**Activity:**
Please write every entry out again, exactly as it reads below.

**Provided entries:**
PR #269, opened 2019-07-10
[11.0][MIG] account_move_base_import

grindtildeath:
Migration to v11.0

Included https://github.com/OCA/account-reconcile/pull/252

PR #270, opened 2019-07-15
[12.0][MIG] account_move_base_import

**Task response:**
PR #269, opened 2019-07-10
[11.0][MIG] account_move_base_import

grindtildeath:
Migration to v11.0

Included https://github.com/OCA/account-reconcile/pull/252

PR #270, opened 2019-07-15
[12.0][MIG] account_move_base_import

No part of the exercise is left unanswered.